WHAT THE EXERCISE ASKS – From the data that follows, report how many lines hold the string "Microsoft", giving only the number.

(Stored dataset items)

%%

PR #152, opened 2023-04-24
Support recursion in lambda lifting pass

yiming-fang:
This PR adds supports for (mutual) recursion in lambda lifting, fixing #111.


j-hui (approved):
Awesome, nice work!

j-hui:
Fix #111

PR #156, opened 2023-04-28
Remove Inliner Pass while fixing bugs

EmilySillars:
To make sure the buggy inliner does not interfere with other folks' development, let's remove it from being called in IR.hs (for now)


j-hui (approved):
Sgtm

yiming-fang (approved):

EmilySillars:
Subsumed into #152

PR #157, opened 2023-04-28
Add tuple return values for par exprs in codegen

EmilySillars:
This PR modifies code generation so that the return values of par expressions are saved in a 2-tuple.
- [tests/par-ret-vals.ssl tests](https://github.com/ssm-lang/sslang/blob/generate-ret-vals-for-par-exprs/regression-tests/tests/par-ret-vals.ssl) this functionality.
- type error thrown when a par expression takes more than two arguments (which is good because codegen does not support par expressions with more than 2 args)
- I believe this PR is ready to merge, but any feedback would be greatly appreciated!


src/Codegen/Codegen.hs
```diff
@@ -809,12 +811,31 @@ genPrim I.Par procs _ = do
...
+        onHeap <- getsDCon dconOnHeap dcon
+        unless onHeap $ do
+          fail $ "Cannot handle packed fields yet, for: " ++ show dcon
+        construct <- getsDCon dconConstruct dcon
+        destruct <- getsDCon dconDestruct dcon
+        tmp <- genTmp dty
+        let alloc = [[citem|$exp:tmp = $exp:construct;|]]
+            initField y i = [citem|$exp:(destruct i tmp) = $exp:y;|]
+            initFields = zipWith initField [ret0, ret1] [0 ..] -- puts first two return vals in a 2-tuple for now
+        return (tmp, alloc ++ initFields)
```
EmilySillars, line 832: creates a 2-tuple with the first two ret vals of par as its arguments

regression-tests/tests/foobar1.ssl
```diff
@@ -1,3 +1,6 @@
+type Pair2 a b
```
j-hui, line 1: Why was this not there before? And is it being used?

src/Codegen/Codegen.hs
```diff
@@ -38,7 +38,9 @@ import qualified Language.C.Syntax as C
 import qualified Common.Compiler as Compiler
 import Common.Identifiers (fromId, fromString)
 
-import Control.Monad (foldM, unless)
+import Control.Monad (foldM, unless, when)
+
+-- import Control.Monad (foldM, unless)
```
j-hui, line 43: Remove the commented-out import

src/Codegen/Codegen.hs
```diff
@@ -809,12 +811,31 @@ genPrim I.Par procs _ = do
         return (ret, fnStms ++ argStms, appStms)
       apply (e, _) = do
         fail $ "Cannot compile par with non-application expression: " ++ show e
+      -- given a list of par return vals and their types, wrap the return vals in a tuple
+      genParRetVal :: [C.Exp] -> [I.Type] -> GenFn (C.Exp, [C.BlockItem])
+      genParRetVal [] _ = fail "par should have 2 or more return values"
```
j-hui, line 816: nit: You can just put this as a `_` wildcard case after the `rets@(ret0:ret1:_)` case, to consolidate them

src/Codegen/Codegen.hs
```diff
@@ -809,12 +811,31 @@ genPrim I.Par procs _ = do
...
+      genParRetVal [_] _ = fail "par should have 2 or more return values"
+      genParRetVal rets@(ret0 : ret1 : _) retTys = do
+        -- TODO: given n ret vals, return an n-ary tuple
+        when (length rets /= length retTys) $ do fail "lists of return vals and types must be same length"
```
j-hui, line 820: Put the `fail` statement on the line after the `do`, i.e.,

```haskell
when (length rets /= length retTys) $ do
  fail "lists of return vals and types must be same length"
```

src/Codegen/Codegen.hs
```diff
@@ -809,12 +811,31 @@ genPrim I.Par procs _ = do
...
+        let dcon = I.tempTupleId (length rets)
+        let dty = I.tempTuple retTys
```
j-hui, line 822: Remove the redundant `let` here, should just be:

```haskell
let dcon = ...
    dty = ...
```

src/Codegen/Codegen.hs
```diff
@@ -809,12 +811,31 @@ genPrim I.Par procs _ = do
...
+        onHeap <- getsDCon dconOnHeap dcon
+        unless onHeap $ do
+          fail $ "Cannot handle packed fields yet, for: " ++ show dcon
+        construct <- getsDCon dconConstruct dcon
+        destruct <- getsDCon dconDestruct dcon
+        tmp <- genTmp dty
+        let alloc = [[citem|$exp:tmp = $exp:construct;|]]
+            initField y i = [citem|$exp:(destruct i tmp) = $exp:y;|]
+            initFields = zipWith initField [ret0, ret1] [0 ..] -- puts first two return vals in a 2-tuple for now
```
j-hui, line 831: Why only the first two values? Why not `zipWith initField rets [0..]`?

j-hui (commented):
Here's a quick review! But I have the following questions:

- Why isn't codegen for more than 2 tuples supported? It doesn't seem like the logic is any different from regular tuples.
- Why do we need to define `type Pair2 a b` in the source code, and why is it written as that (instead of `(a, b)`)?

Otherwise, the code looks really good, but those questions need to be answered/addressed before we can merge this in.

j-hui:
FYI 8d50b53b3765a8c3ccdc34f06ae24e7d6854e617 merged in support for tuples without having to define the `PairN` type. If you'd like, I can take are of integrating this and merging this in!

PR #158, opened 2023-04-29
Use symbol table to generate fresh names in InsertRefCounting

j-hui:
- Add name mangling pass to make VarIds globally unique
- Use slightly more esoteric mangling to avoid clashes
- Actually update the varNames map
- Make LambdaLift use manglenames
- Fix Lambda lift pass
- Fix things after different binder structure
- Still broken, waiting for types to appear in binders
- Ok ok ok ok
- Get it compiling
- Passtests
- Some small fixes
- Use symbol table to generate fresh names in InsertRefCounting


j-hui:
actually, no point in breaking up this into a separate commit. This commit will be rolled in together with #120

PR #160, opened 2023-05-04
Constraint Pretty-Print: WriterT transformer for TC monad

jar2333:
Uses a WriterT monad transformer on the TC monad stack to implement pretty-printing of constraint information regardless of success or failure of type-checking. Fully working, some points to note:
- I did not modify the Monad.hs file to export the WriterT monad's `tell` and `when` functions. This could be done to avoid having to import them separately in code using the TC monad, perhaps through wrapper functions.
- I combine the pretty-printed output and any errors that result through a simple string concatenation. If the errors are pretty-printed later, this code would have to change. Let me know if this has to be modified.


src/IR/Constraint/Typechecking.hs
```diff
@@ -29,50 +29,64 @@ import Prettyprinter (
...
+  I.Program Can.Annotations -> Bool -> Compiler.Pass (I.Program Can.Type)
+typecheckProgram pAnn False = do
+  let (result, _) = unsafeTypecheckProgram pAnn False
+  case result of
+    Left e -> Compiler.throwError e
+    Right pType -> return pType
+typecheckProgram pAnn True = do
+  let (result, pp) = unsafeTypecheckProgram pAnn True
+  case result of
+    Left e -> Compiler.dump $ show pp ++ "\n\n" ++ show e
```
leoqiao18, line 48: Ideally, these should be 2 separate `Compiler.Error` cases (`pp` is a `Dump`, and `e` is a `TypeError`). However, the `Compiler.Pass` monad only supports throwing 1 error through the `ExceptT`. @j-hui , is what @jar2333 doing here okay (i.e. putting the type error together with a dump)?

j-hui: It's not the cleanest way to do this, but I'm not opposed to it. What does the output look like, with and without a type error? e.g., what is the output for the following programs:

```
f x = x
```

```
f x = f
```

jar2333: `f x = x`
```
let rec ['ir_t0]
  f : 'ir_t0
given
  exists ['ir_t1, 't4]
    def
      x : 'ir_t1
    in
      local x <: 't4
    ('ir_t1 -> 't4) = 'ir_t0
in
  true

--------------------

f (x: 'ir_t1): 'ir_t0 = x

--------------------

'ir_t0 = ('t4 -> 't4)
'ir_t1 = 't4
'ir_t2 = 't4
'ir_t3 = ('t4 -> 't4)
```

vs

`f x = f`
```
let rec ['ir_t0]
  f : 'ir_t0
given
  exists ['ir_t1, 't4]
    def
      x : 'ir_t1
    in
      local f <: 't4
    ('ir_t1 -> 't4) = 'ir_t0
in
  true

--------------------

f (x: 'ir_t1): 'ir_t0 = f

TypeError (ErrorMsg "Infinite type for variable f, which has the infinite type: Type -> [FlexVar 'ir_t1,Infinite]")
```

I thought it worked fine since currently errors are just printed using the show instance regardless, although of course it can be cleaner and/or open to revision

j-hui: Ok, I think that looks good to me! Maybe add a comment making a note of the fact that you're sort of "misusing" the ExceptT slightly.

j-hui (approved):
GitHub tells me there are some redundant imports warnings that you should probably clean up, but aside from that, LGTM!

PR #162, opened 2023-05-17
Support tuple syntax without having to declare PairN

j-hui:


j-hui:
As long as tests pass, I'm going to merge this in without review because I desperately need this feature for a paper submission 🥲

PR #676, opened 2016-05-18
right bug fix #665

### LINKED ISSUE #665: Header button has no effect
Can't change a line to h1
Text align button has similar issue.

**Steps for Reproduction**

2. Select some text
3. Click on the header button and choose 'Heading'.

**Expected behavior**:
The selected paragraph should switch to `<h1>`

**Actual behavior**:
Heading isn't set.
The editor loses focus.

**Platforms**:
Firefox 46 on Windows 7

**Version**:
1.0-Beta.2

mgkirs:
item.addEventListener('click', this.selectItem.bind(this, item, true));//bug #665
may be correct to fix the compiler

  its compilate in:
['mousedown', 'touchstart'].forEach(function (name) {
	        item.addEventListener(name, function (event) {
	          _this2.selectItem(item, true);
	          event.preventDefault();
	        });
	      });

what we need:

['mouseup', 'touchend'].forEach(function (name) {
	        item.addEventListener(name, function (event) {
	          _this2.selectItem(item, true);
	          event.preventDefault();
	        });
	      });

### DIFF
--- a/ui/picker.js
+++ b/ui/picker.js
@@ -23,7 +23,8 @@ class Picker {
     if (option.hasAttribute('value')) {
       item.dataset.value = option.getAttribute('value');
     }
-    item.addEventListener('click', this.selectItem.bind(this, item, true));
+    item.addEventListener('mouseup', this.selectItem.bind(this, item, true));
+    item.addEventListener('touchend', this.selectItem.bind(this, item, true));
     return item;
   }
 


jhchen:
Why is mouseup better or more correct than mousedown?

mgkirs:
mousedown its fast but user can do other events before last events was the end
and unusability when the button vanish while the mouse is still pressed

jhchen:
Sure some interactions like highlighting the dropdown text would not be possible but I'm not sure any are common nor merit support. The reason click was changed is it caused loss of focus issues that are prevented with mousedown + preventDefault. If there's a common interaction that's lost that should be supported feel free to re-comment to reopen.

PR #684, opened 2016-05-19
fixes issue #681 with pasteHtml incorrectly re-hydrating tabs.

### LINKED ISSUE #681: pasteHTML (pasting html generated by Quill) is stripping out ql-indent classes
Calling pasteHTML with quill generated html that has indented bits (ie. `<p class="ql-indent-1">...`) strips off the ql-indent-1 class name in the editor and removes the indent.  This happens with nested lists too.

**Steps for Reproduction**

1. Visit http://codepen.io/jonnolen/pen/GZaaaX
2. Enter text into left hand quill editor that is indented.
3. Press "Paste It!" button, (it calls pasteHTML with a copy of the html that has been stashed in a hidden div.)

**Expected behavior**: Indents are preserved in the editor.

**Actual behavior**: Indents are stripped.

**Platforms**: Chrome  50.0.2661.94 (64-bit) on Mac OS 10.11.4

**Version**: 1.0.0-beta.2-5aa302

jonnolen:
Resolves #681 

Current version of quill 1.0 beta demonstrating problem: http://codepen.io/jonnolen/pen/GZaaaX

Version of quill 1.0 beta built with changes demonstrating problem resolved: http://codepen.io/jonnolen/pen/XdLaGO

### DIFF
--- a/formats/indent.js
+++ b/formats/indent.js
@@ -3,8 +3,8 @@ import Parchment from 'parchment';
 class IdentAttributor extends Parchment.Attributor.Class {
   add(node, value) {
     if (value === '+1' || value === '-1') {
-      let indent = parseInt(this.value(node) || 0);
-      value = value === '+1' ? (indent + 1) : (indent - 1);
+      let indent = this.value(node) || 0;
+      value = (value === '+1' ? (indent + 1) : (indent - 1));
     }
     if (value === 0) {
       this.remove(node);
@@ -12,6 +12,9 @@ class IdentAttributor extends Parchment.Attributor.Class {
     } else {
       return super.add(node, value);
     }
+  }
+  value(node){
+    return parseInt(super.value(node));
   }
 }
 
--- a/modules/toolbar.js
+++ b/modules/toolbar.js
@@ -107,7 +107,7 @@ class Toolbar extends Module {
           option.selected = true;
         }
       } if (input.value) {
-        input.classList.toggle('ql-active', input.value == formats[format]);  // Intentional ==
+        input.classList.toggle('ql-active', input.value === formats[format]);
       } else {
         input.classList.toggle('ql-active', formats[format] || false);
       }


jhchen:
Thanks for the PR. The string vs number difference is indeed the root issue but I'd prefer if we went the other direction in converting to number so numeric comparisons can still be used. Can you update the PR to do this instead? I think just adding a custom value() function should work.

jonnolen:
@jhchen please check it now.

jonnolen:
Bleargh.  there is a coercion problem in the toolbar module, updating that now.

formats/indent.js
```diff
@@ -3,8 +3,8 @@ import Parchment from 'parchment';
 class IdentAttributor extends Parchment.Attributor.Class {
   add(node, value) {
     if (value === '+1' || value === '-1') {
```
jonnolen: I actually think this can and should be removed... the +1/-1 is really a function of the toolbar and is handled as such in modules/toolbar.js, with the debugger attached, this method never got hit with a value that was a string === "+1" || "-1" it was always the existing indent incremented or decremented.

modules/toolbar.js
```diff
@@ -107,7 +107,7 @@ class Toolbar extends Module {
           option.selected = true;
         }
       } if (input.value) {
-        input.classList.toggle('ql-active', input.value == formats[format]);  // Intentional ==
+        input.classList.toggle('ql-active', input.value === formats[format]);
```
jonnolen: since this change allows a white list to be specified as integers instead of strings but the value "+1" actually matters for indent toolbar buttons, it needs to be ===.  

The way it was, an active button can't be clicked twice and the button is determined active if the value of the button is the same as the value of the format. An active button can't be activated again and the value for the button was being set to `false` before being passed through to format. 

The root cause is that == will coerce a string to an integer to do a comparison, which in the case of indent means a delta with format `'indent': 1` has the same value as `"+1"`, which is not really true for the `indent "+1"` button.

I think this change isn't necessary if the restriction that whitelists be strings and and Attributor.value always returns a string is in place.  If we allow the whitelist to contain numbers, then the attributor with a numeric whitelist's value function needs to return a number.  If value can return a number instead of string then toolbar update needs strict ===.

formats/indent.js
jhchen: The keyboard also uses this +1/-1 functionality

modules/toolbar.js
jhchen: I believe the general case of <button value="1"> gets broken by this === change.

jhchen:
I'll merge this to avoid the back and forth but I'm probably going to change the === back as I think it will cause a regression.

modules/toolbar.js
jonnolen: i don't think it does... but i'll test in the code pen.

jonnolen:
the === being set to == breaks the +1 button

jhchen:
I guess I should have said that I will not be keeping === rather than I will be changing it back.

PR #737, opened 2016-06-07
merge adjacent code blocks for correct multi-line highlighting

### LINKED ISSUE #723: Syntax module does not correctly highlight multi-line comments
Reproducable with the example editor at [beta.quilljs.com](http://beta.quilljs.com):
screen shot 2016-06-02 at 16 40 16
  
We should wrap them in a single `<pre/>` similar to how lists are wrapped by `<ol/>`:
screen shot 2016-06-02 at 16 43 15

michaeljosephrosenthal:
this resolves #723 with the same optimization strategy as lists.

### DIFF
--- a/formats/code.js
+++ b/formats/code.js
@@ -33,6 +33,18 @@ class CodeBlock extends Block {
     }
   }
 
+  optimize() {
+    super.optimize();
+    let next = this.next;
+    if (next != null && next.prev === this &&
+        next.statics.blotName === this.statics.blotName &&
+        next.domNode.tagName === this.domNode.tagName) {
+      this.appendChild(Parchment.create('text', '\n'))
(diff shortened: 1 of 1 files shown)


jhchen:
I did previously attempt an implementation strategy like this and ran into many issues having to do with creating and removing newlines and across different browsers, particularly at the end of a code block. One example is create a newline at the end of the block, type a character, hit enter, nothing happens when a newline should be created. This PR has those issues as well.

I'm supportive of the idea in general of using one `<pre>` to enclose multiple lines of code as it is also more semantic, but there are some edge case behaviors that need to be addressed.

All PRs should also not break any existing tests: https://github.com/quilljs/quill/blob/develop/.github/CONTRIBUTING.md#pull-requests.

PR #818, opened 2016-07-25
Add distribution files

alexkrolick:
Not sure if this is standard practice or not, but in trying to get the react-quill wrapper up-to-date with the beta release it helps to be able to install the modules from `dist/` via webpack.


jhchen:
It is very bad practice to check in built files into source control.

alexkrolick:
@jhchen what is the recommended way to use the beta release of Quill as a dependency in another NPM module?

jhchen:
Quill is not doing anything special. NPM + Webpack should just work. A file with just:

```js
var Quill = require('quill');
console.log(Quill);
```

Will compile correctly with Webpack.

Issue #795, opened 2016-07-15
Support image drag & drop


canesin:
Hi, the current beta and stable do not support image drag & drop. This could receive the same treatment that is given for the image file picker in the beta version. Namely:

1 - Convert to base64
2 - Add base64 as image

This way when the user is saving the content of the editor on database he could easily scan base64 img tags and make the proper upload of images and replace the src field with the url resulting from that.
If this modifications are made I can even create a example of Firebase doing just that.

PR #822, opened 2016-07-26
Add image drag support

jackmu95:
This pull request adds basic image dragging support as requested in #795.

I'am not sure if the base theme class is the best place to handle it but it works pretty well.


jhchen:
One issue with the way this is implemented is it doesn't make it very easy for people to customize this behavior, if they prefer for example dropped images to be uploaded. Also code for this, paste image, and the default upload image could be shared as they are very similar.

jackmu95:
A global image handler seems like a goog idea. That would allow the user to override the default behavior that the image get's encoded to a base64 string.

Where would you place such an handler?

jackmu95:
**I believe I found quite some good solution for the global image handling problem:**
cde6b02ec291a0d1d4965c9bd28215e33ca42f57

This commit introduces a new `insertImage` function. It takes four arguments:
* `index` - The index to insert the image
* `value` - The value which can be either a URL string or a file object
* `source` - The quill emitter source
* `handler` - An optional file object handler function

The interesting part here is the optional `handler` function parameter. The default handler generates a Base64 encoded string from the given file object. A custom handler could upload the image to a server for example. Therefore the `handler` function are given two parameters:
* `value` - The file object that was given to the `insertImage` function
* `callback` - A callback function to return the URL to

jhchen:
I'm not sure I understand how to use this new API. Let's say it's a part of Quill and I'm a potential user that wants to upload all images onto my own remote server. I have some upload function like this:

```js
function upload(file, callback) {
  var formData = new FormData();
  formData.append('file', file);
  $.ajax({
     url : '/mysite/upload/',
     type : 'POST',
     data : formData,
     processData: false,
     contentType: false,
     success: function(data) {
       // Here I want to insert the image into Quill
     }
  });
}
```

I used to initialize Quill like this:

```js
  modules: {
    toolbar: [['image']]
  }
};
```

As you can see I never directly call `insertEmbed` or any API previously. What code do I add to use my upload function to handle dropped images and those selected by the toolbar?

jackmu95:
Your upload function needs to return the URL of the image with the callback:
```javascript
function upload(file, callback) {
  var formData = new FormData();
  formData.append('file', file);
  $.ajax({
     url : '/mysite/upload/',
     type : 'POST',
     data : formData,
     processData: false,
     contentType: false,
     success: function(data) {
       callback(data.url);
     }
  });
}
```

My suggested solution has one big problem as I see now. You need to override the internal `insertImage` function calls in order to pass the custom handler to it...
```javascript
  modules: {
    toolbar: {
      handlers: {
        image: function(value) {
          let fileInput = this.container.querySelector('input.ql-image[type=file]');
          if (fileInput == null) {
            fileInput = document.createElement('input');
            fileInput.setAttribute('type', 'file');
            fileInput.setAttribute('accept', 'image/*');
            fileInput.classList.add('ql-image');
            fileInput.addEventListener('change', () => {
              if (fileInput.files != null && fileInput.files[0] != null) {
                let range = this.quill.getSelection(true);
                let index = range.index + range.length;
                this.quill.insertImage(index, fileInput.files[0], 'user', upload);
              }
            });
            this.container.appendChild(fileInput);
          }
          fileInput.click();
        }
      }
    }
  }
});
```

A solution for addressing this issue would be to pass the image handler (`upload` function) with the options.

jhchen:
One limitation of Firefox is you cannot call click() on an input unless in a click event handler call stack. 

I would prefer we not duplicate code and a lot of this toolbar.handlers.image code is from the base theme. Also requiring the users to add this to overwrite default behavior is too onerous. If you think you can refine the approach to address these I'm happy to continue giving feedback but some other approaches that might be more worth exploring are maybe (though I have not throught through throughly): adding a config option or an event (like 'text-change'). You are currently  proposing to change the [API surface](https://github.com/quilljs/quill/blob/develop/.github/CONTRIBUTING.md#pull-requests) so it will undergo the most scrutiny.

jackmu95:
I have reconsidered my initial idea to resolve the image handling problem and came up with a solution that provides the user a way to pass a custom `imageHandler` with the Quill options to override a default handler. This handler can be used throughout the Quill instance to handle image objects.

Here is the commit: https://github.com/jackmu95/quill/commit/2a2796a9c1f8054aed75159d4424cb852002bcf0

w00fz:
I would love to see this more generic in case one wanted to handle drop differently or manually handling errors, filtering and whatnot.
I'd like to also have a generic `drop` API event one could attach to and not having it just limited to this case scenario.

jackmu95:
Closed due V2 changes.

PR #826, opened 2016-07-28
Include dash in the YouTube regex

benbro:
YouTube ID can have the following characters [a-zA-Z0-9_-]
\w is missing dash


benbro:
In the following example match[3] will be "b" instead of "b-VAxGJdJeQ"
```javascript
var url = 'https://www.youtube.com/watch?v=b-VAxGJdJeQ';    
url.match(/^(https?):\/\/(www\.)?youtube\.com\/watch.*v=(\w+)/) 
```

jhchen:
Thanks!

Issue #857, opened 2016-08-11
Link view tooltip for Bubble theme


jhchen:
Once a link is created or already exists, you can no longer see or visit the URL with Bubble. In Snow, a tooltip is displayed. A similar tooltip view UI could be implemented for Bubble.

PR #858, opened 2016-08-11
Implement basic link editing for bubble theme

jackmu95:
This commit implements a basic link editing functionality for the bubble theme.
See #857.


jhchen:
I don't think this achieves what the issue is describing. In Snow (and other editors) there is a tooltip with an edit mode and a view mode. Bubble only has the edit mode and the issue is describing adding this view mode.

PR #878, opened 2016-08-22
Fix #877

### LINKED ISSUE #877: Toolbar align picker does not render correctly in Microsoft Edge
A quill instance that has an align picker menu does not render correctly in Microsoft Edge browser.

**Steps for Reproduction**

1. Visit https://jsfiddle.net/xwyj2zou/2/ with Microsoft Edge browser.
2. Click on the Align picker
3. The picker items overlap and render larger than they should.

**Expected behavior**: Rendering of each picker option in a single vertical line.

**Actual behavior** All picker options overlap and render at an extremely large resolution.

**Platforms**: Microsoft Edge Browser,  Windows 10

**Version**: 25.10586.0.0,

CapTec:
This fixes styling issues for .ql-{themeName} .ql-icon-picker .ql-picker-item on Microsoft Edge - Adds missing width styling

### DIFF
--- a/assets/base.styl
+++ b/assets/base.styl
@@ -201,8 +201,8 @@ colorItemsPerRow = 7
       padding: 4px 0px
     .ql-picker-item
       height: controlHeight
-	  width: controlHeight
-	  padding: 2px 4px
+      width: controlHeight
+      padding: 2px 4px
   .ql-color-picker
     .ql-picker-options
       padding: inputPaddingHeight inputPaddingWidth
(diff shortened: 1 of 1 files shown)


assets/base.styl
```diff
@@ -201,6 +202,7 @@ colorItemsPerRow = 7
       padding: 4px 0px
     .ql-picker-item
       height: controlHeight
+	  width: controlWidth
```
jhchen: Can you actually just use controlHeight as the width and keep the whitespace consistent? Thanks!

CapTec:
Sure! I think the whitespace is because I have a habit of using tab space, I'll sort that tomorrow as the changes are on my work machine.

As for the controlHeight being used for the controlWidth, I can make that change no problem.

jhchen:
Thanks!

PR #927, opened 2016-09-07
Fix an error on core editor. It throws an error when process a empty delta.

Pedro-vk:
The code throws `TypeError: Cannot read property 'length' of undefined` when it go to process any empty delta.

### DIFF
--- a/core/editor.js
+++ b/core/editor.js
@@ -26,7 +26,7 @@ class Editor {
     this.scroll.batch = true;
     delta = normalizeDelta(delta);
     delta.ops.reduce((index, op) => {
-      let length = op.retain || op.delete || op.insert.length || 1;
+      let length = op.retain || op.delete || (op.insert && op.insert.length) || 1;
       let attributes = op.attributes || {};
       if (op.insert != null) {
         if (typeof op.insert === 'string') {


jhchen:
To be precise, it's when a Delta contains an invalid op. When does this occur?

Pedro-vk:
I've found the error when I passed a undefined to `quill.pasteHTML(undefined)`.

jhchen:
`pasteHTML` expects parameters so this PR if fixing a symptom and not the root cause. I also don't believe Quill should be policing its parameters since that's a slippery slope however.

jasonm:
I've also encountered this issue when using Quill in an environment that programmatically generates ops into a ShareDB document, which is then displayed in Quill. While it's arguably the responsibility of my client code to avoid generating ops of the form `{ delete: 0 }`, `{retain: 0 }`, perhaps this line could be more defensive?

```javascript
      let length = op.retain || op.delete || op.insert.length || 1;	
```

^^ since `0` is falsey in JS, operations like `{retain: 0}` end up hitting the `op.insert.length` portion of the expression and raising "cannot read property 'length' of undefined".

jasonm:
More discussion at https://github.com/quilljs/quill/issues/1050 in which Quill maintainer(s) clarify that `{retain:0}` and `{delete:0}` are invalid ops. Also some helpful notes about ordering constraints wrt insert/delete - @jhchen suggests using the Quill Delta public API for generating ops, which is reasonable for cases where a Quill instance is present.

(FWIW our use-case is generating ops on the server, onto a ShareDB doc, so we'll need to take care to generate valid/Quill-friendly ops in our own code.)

%%

TASK RESULT – 5